## What to do
Print each entry below precisely as it reads.

## Supplied information
PR #12071, opened 2026-08-22
fix(app): stop a custom-STT hiccup from tearing down the transcription socket

igor-popov-dev:
## What changed and why

A single failed request to a custom STT endpoint used to be treated as fatal all the way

## Solution for this problem
PR #12071, opened 2026-08-22
fix(app): stop a custom-STT hiccup from tearing down the transcription socket

igor-popov-dev:
## What changed and why

A single failed request to a custom STT endpoint used to be treated as fatal all the way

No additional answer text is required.